:: What to do ::
Your task is to reproduce exactly the lines that run from the beginning of the data through the line where "3. Click Move." appears.

** Entries shown follows **

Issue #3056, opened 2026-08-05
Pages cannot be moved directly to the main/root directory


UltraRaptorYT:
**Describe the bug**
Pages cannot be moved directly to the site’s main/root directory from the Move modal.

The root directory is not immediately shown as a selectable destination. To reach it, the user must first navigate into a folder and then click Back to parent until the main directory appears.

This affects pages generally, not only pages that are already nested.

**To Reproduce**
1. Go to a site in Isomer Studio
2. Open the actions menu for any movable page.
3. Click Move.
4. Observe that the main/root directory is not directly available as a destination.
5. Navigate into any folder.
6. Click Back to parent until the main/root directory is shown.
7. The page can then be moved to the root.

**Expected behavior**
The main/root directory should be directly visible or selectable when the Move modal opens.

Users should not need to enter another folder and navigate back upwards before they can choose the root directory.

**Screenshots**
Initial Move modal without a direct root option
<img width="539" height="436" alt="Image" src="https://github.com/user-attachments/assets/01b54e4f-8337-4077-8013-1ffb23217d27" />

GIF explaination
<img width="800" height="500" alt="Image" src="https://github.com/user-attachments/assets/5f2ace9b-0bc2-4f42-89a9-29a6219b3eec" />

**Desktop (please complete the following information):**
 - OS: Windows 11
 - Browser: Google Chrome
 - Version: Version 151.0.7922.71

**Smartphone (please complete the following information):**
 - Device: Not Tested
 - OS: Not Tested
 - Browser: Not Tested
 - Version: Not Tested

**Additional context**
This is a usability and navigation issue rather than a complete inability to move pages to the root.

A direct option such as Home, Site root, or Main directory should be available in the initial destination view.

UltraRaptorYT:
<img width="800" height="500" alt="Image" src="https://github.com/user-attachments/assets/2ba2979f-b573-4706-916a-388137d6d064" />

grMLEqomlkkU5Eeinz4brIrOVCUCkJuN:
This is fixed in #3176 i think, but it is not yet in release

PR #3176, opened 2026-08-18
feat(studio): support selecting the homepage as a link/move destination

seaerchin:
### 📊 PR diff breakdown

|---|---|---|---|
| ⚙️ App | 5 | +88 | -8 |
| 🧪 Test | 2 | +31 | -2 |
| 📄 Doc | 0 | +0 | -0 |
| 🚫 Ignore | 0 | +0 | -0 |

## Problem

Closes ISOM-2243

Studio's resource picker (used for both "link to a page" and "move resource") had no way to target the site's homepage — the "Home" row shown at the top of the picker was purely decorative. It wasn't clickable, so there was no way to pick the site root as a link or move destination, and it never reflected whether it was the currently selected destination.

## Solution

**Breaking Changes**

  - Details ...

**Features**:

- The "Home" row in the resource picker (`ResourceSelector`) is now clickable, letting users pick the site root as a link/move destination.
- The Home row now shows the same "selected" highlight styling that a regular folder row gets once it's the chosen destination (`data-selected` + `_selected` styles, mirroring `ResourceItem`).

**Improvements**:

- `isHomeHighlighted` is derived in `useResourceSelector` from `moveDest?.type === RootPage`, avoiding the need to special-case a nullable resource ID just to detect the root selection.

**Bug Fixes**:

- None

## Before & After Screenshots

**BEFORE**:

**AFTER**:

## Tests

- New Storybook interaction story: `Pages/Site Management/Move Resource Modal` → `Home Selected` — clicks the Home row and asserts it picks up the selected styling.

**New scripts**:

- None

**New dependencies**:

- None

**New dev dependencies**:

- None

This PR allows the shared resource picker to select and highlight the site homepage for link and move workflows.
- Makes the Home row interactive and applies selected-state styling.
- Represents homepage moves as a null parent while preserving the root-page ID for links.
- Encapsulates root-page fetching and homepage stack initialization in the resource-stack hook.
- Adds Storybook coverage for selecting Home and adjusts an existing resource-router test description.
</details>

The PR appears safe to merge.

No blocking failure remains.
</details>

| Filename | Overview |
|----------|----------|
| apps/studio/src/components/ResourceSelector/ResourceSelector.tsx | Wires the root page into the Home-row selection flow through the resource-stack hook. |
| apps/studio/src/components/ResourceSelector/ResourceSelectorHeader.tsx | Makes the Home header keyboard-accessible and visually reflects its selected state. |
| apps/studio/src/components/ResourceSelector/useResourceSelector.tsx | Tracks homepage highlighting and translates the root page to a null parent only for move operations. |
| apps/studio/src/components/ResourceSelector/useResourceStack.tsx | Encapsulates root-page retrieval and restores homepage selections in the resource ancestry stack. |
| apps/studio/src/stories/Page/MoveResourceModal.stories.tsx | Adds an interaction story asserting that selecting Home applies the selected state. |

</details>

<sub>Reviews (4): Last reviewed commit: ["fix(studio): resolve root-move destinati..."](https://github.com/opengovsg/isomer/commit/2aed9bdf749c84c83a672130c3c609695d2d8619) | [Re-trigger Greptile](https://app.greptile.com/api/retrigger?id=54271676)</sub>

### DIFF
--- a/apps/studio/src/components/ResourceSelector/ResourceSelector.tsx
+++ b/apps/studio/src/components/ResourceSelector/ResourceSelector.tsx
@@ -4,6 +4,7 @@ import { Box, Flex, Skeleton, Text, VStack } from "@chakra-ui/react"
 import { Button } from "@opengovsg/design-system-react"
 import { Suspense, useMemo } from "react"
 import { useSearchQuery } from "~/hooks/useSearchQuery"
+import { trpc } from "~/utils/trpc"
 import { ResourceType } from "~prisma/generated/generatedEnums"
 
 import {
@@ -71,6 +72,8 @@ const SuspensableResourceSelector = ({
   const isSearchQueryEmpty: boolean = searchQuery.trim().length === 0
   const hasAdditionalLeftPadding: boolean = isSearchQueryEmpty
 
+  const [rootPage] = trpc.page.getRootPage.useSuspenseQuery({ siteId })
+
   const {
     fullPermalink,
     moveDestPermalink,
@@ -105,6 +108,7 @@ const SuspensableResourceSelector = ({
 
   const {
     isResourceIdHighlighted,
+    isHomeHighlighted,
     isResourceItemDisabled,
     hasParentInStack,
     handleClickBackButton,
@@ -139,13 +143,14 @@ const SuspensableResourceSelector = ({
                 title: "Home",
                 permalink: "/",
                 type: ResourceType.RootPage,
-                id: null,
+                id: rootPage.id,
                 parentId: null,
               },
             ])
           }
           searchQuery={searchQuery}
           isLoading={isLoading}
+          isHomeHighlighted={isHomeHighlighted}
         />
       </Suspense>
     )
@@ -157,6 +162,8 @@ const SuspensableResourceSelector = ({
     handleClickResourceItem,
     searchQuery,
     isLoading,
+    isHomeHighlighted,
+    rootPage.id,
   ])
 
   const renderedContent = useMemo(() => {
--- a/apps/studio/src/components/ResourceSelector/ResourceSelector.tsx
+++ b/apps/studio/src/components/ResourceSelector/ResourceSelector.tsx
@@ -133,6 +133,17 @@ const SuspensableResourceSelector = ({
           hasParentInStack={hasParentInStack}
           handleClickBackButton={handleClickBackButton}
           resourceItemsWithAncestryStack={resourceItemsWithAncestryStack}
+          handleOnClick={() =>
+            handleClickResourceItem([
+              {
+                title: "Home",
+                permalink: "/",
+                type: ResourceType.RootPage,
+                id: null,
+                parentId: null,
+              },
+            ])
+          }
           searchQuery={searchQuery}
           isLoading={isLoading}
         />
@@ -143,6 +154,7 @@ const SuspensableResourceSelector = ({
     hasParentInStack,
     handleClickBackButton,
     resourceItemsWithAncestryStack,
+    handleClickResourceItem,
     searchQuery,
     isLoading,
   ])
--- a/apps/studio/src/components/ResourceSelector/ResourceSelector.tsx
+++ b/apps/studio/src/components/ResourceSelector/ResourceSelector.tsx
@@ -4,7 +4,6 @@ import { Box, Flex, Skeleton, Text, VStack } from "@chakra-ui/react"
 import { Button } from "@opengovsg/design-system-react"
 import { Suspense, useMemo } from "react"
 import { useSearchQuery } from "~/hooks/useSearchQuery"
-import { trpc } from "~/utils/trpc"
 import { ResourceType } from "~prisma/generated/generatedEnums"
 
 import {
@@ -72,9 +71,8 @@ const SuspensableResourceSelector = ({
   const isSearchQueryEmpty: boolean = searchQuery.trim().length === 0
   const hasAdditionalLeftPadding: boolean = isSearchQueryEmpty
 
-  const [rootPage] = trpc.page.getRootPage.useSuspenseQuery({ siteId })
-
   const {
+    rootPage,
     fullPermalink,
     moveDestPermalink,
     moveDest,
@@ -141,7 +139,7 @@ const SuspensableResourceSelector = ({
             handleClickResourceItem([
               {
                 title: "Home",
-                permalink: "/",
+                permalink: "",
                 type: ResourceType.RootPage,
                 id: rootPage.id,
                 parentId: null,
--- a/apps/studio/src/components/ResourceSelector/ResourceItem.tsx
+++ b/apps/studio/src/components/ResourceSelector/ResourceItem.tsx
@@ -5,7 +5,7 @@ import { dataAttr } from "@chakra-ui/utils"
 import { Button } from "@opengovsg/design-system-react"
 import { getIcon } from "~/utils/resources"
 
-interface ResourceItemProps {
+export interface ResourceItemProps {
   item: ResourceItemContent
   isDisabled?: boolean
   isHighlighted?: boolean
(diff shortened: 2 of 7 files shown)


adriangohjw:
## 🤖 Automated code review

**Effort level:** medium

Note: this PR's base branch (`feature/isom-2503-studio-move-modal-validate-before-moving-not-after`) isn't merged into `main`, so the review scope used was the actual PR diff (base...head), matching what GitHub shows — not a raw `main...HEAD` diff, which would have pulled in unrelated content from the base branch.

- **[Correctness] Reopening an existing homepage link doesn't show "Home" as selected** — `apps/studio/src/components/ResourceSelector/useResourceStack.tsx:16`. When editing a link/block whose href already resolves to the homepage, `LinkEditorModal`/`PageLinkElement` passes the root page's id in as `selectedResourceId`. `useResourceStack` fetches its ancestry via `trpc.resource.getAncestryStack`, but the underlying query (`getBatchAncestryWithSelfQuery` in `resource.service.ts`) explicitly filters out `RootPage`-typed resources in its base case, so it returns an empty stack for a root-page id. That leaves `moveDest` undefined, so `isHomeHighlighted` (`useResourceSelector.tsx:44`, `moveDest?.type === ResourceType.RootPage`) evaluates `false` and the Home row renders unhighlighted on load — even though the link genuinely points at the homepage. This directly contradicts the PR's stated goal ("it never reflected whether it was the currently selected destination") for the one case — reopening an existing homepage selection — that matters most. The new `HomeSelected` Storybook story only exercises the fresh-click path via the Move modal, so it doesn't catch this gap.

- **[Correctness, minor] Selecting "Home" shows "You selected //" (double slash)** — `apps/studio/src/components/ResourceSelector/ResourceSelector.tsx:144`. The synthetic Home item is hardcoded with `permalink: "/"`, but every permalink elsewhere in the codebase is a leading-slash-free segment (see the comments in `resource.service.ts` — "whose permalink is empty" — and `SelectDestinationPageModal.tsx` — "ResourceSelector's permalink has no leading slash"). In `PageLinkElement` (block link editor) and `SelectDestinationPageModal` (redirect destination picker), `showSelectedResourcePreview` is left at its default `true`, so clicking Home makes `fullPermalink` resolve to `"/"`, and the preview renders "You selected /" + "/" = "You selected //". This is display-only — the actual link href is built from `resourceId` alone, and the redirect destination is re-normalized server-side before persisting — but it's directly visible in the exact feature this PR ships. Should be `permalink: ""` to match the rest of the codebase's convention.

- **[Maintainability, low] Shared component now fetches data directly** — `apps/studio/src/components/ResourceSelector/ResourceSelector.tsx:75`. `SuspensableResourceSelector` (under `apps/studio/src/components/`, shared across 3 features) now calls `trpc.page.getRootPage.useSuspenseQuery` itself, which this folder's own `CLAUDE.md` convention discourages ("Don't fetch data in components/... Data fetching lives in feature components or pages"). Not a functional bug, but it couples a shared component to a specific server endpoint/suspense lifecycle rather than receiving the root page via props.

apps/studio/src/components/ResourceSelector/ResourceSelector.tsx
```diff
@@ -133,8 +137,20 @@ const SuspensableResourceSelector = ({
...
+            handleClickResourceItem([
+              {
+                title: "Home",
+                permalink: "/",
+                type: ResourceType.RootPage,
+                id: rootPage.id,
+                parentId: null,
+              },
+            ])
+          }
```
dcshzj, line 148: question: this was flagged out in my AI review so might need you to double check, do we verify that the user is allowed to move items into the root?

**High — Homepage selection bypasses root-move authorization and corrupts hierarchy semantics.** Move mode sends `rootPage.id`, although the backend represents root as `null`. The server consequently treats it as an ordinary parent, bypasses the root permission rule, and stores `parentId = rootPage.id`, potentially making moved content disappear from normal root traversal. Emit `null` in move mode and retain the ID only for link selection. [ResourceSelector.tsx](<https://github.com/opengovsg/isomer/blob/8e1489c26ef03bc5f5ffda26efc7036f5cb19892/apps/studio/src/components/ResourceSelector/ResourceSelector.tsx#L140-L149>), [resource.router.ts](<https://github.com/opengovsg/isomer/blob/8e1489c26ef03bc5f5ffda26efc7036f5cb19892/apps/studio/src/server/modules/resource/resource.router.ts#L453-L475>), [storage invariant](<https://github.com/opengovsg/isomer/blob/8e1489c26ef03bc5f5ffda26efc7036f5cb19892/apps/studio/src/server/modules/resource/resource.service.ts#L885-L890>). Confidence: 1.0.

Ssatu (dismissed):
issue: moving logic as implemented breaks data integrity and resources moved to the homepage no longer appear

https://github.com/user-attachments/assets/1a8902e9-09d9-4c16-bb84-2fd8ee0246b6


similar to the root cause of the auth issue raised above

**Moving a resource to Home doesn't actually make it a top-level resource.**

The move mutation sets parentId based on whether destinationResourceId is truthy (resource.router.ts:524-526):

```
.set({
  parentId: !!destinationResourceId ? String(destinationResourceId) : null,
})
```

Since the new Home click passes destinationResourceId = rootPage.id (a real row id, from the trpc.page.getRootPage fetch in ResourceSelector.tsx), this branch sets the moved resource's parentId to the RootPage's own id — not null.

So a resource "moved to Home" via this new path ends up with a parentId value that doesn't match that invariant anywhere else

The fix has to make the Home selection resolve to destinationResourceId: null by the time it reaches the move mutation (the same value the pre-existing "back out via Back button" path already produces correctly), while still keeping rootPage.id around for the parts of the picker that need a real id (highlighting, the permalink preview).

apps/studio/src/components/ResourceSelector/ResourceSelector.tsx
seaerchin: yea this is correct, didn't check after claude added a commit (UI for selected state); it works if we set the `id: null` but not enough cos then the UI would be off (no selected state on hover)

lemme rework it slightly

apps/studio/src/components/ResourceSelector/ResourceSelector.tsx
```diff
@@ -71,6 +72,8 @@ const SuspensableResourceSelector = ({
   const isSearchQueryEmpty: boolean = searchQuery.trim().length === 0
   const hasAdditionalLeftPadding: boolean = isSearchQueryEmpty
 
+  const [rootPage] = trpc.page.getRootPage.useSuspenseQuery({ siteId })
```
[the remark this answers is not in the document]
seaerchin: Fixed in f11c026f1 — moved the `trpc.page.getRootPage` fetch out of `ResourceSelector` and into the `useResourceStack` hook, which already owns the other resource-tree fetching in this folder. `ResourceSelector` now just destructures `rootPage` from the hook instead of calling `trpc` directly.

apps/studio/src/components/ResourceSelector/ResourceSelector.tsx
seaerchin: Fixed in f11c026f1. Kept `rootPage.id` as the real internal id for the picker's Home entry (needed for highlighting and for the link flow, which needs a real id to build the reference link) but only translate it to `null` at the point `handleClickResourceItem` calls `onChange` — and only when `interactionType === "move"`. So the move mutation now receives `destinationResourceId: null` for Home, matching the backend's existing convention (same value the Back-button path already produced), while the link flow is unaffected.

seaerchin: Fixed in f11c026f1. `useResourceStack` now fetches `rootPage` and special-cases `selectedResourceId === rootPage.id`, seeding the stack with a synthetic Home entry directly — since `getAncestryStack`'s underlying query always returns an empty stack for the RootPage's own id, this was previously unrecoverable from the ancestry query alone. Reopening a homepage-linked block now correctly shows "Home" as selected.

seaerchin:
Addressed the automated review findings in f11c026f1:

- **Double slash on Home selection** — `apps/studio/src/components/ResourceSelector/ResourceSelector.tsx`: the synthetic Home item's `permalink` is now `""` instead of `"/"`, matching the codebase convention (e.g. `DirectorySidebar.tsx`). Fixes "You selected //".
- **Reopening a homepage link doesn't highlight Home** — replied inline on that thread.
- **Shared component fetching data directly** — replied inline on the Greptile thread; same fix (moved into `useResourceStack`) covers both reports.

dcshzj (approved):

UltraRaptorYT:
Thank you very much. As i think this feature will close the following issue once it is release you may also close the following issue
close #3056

** End of Entries shown **

:: Response ::
Issue #3056, opened 2026-08-05
Pages cannot be moved directly to the main/root directory


UltraRaptorYT:
**Describe the bug**
Pages cannot be moved directly to the site’s main/root directory from the Move modal.

The root directory is not immediately shown as a selectable destination. To reach it, the user must first navigate into a folder and then click Back to parent until the main directory appears.

This affects pages generally, not only pages that are already nested.

**To Reproduce**
1. Go to a site in Isomer Studio
2. Open the actions menu for any movable page.
3. Click Move.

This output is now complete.